I need you to plan my wedding, how you've put everything together and how it ALL matches, Ahhh I'm so jealous :haha:
I hope you had an fab day :)


----------



## MadameJ

Absolutely Gorgeous, your day looked totally perfect and everything looked amazing! Congrats on being a Mrs now :flower:


----------



## xSin

Love love love!!!


----------



## pichi

Love the photos! Hope you had a brilliant day and hope you have an amazing honeymoon too :D


----------



## Sarahcake

Oooo ive been following your preparation thread like a hawk!

Fist off, massive contratulations Mrs! I hope your day was everything you pictured, and more! 

Secondly, your photo's are amazing! Really really lovely! What a cool idea that first look bit was, ive never heard of that before now, I suspect its not for everyone but it looks like it worked out so well for you and your husband. 

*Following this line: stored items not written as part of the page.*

PR #4377, opened 2018-11-12
[iOS] Fixed keyboard type for cells in TableView

### LINKED ISSUE #1386: EntryCell within TableView using wrong keyboard

### Description
I have 3 EntryCell's on a screen. The 2nd and 3rd cells are visibly toggled by pressing the first (remove and add section).

If EntryCell 2 has a Numeric keyboard, then EntryCell 3 will also have a numeric keyboard, even though I set it to Plain.

### Steps to Reproduce

See sample code in forum:
https://forums.xamarin.com/discussion/112000/tableview-textcell-keyboard-wrongly-set-as-numeric

### Expected Behavior
Entry Cell keyboard should reflect the desired keyboard (Numeric, Plain etc..)

### Actual Behavior
Entry Cell keyboard seems to fix to Numeric when the sections are added/removed from a table view.

### Basic Information

This affects iOS only.

### Reproduction Link

See sample code: https://forums.xamarin.com/discussion/112000/tableview-textcell-keyboard-wrongly-set-as-numeric

AndreiMisiukevich:
### Description of Change ###

Reset KeyboardType for table view cell each time it is updated.

### Issues Resolved ### 

- fixes #1386

### API Changes ###
None

### Platforms Affected ### 
- iOS

Entry cell has correct keyboard type

Not applicable

### Testing Procedure ###
Follow steps described in test case 1386

### DIFF
--- a/Xamarin.Forms.Platform.iOS/Extensions/Extensions.cs
+++ b/Xamarin.Forms.Platform.iOS/Extensions/Extensions.cs
@@ -10,13 +10,13 @@ namespace Xamarin.Forms.Platform.iOS
 			textInput.AutocapitalizationType = UITextAutocapitalizationType.None;
 			textInput.AutocorrectionType = UITextAutocorrectionType.No;
 			textInput.SpellCheckingType = UITextSpellCheckingType.No;
+			textInput.KeyboardType = UIKeyboardType.Default;
 
 			if (keyboard == Keyboard.Default)
 			{
 				textInput.AutocapitalizationType = UITextAutocapitalizationType.Sentences;
 				textInput.AutocorrectionType = UITextAutocorrectionType.Default;
 				textInput.SpellCheckingType = UITextSpellCheckingType.Default;
-				textInput.KeyboardType = UIKeyboardType.Default;
 			}
 			else if (keyboard == Keyboard.Chat)
 			{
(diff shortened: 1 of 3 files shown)


malsamaxyz:
Is this bug related to this problem?:
https://stackoverflow.com/questions/53298649/xamarin-forms-keyboard-closing-on-entry-after-every-key-stroke

AndreiMisiukevich:
> Is this bug related to this problem?:
> https://stackoverflow.com/questions/53298649/xamarin-forms-keyboard-closing-on-entry-after-every-key-stroke

Don't think so

Xamarin.Forms.Platform.iOS/Extensions/Extensions.cs
```diff
@@ -10,13 +10,13 @@ public static void ApplyKeyboard(this IUITextInput textInput, Keyboard keyboard)
 			textInput.AutocapitalizationType = UITextAutocapitalizationType.None;
 			textInput.AutocorrectionType = UITextAutocorrectionType.No;
 			textInput.SpellCheckingType = UITextSpellCheckingType.No;
+			textInput.KeyboardType = UIKeyboardType.Default;
```
kingces95: This affect `Chat` and `Text` as well as `CustomKeyboard`. I'd assume they all expect to modify a `UIKeyboardType.Default` keyboard. So this fixes the chat and text cases as well. Happy day!

AndreiMisiukevich: Yeah, that's right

Gorgeous bride and goom, gorgeous photo's and gorgeous wedding! Have a lovely honeymoon x


----------



## modified

Thank you everyone!! :D :D


----------



## Arlandria

Beautiful photos Hun! You look stunning x


----------



## CountryBumkin

Omg amazing!
I love everything!
Hope you had a fab honeymoon :) x


----------



## modified

Thank you so much!! I've started a report :) https://babyandbump.momtastic.com/b...ter-whirlwind-romance-our-wedding-report.html


----------



## Midnight_Fairy

wow looks amazing xx


----------



## Caslynn

Congrats! Everything looks so amazing! 
I love the shoes!


----------



## modified

Thanks everyone :) I started my report and I'll have the disc of the rest of the photos some time this coming week. Once they've arrived, they'll be included in the report :)


----------



## AP

Oh my actual god. i have never loved someones photos more than I have yours. You look *stunning!!!* Did you marry in Edinburgh too?


----------



## modified

Thank you! We married in Musselburgh :)


----------



## Abigailly

You look incredible!

City Cafe is one of my favorite places in the world. I love their chips!


----------



## modified

Thank you! They were so amazing and good to us.


----------



## Gemie

Wow wow wow you all look stunning! Did you get wedding tats? Can you post a pic? <3


----------



## Mummy May

I LOVE your pictures, this is the fab kind of wedding I would like. I especially love the furby :D Ours might have to join in the celebrations!! xx


----------